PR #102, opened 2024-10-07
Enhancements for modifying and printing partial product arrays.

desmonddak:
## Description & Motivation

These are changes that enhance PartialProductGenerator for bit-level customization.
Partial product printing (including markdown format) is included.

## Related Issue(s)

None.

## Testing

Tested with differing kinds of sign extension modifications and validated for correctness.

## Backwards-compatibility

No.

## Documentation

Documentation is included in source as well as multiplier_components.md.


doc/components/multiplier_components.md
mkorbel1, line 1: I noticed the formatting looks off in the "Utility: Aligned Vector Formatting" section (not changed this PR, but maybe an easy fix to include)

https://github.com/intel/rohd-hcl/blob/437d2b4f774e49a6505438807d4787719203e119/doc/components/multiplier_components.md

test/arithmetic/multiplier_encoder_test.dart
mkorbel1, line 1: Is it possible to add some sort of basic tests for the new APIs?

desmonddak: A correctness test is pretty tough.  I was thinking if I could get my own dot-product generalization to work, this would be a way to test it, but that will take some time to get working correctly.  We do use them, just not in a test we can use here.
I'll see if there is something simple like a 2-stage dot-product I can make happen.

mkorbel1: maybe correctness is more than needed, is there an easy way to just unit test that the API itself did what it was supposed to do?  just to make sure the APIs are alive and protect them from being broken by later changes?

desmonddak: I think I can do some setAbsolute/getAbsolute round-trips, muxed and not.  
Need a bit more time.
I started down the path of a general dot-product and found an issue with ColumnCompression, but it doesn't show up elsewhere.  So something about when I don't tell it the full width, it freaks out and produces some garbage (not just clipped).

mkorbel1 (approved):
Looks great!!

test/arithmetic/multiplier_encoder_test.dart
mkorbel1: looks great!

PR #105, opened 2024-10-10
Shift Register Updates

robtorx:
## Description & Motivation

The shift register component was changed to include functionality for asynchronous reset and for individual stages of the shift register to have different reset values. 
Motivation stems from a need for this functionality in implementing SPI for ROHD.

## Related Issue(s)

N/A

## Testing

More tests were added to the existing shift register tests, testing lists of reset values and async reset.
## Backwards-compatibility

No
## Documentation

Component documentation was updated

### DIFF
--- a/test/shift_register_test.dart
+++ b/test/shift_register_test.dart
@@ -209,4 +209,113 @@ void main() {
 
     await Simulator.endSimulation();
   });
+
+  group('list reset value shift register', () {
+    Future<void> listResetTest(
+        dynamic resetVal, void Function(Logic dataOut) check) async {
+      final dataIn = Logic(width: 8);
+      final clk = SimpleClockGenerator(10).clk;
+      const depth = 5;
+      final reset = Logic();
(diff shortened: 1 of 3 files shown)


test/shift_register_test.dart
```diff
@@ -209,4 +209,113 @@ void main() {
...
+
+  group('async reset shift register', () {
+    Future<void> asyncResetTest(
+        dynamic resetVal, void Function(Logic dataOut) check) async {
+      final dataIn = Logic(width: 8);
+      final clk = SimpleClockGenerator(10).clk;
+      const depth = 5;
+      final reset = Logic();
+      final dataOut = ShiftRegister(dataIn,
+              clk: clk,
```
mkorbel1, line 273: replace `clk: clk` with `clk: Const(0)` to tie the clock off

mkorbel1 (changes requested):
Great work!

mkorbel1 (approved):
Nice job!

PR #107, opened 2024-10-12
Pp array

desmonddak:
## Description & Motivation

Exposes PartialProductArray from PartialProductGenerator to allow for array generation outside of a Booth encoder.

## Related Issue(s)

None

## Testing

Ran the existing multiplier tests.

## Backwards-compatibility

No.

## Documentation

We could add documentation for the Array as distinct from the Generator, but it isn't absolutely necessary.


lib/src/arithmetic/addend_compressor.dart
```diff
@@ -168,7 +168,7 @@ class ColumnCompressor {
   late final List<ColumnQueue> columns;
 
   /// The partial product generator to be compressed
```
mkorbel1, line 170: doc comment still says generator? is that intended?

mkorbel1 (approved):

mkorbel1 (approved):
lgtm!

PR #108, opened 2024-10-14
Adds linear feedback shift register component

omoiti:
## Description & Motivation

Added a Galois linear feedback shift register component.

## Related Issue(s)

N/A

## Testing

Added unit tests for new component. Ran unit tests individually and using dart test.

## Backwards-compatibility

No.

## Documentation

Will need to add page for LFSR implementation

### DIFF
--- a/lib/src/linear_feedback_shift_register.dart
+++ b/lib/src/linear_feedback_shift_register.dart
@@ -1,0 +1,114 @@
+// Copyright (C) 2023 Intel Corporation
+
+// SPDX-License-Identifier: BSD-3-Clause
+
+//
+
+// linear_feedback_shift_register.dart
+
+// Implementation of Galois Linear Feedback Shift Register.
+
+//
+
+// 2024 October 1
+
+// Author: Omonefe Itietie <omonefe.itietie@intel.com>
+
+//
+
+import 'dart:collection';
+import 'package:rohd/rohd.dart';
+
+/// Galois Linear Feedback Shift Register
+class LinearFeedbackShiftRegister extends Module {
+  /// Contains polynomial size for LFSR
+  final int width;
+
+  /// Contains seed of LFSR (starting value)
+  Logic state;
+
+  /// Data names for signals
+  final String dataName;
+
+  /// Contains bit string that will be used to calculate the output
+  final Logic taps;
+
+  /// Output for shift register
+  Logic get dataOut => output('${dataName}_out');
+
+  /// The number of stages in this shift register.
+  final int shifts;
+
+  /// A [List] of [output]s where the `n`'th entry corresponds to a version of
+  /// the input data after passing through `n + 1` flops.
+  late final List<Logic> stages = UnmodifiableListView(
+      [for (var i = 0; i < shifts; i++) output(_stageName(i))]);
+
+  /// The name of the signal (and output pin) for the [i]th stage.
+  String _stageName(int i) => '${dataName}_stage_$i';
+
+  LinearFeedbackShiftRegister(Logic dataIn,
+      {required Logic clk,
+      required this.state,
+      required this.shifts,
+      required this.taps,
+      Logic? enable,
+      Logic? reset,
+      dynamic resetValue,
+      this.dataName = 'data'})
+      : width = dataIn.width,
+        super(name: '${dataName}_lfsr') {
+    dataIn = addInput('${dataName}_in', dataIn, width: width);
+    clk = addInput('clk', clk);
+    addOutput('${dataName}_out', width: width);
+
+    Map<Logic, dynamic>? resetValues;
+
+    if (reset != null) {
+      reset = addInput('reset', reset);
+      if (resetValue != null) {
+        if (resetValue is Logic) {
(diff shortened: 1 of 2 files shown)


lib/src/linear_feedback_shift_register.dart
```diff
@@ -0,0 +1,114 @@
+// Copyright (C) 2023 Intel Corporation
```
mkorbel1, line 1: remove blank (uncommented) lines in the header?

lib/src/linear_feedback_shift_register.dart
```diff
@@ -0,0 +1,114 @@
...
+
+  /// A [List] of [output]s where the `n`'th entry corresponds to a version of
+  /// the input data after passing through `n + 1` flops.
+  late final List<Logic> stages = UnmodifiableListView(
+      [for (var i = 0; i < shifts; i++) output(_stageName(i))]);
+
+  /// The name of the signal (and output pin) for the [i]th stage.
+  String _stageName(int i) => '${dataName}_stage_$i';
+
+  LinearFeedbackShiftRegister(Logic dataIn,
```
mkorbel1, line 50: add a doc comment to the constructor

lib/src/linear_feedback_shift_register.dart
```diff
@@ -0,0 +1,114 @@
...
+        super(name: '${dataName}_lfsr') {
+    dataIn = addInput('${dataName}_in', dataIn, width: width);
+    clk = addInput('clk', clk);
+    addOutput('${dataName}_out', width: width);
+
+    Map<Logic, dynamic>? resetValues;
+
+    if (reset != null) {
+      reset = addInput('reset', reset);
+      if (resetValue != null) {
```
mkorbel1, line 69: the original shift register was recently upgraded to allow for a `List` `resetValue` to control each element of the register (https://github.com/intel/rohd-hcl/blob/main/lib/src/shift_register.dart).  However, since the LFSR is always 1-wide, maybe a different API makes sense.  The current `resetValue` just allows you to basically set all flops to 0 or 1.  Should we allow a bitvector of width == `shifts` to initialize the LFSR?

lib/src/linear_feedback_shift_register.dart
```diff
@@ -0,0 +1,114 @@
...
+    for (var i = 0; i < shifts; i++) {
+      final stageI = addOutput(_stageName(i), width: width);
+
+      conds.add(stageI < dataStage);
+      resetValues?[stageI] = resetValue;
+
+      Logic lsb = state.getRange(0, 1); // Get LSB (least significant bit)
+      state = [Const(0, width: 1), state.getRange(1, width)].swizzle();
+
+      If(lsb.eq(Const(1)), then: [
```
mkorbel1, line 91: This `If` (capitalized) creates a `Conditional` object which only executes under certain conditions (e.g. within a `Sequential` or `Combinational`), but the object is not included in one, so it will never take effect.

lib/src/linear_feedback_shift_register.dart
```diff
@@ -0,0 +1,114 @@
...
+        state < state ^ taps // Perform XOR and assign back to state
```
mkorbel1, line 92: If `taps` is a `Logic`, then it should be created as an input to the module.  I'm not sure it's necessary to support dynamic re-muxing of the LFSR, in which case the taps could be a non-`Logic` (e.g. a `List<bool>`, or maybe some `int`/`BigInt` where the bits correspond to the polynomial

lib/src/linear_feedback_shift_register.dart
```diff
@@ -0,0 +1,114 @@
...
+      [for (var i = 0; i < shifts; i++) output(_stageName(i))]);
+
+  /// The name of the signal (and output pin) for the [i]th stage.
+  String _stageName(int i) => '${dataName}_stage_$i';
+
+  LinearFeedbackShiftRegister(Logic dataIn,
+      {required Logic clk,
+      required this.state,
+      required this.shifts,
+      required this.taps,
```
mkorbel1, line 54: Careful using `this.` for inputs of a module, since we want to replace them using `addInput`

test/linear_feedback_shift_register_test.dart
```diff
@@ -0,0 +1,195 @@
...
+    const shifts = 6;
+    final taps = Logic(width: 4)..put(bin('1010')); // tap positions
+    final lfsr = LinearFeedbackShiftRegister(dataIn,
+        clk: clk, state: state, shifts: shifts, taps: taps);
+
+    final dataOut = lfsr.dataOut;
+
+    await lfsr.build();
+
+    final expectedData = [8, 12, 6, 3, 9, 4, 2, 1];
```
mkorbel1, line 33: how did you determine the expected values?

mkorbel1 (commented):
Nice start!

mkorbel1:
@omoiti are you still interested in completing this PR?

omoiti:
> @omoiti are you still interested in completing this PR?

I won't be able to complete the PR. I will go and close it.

• • • •

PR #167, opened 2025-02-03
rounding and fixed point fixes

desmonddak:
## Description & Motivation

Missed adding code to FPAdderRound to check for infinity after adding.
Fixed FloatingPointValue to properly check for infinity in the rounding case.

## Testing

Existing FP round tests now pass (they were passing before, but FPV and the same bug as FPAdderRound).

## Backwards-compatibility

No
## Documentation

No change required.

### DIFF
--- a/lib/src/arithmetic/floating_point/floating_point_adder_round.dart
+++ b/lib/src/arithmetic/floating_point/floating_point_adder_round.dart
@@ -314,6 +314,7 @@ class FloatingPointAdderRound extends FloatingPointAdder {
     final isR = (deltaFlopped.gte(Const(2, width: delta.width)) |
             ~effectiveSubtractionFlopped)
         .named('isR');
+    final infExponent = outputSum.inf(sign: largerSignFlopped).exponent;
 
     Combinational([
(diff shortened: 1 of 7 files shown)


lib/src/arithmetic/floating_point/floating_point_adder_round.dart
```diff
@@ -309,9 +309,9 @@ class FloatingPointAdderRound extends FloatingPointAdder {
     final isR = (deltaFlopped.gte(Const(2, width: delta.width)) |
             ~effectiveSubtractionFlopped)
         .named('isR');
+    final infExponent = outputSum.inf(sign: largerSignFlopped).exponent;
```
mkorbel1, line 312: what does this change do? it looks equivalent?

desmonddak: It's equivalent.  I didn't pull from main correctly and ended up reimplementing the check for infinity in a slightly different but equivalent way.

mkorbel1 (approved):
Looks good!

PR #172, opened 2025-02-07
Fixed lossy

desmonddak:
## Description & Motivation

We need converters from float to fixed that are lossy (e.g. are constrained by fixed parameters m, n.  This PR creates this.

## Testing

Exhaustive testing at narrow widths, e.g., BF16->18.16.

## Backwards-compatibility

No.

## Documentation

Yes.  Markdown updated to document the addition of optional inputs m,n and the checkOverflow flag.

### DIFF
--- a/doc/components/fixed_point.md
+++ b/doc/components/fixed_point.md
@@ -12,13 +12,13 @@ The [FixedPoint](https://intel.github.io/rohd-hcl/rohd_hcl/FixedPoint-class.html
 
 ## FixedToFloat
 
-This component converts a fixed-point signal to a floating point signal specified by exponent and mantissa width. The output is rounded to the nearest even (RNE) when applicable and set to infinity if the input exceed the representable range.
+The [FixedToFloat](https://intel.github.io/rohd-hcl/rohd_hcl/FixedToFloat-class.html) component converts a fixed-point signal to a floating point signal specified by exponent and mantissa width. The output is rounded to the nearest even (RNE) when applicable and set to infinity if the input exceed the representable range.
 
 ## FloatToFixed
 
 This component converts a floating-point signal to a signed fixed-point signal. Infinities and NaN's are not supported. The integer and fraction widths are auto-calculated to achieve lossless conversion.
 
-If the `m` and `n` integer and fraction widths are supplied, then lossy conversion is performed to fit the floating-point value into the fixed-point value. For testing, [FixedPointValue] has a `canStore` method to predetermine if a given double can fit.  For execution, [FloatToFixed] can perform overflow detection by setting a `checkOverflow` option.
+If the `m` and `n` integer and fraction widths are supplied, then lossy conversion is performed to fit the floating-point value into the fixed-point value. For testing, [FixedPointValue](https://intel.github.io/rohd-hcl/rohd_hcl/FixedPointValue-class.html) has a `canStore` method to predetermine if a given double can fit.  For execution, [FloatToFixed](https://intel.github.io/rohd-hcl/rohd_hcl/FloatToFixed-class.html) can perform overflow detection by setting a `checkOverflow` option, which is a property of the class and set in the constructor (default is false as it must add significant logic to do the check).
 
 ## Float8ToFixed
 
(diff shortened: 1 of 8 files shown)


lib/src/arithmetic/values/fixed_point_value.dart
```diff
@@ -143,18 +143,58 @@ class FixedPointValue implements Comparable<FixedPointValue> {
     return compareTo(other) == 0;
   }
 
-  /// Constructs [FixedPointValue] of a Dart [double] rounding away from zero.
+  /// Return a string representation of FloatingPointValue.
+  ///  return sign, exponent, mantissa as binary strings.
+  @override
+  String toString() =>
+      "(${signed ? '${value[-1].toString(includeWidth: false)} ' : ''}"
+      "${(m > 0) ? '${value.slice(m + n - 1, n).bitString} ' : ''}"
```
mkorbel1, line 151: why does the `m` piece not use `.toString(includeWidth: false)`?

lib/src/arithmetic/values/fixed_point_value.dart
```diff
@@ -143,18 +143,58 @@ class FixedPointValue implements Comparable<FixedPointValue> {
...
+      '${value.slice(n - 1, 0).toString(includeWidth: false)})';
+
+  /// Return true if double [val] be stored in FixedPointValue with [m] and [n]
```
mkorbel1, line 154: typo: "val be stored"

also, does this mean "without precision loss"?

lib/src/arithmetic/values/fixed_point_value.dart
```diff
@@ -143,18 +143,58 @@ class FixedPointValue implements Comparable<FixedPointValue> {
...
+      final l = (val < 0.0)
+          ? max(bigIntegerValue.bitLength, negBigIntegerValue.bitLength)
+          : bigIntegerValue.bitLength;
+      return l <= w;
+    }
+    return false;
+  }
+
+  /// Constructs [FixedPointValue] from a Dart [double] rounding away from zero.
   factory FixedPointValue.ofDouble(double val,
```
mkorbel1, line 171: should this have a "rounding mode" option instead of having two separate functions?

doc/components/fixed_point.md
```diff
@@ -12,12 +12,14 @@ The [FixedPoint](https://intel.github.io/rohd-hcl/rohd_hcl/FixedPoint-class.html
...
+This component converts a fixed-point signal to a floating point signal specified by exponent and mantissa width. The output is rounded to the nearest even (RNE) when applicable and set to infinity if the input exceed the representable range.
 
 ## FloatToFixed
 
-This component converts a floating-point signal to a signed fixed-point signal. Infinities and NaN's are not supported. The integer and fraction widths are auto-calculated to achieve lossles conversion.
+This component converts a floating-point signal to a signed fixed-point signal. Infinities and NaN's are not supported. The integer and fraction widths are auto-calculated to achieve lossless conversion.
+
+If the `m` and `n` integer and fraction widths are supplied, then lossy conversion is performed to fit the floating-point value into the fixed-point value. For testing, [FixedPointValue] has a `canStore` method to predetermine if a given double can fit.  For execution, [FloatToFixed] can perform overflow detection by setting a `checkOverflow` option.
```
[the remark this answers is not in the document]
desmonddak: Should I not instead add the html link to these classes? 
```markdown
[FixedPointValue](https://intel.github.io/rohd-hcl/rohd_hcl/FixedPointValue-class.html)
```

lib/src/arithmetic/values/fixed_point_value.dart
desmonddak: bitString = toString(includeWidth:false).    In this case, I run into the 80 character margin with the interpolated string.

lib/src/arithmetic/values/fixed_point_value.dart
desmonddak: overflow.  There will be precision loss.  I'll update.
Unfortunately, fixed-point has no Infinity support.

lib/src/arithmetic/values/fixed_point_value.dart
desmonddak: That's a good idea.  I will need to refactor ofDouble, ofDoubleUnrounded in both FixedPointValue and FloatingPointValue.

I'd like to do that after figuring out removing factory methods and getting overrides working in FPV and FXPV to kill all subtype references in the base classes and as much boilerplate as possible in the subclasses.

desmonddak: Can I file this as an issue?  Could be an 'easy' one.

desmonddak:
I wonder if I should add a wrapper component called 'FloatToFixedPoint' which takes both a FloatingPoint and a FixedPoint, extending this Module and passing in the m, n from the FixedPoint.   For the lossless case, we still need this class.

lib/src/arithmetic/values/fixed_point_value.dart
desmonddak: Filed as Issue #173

• • • •

In the material above, transcribe exactly the lines beginning at the one with "PR #102, opened 2024-10-07" and ending at the one with "I'll see if", both included.

• **Output below**:
PR #102, opened 2024-10-07
Enhancements for modifying and printing partial product arrays.

desmonddak:
## Description & Motivation

These are changes that enhance PartialProductGenerator for bit-level customization.
Partial product printing (including markdown format) is included.

## Related Issue(s)

None.

## Testing

Tested with differing kinds of sign extension modifications and validated for correctness.

## Backwards-compatibility

No.

## Documentation

Documentation is included in source as well as multiplier_components.md.


doc/components/multiplier_components.md
mkorbel1, line 1: I noticed the formatting looks off in the "Utility: Aligned Vector Formatting" section (not changed this PR, but maybe an easy fix to include)

https://github.com/intel/rohd-hcl/blob/437d2b4f774e49a6505438807d4787719203e119/doc/components/multiplier_components.md

test/arithmetic/multiplier_encoder_test.dart
mkorbel1, line 1: Is it possible to add some sort of basic tests for the new APIs?

desmonddak: A correctness test is pretty tough.  I was thinking if I could get my own dot-product generalization to work, this would be a way to test it, but that will take some time to get working correctly.  We do use them, just not in a test we can use here.
I'll see if there is something simple like a 2-stage dot-product I can make happen.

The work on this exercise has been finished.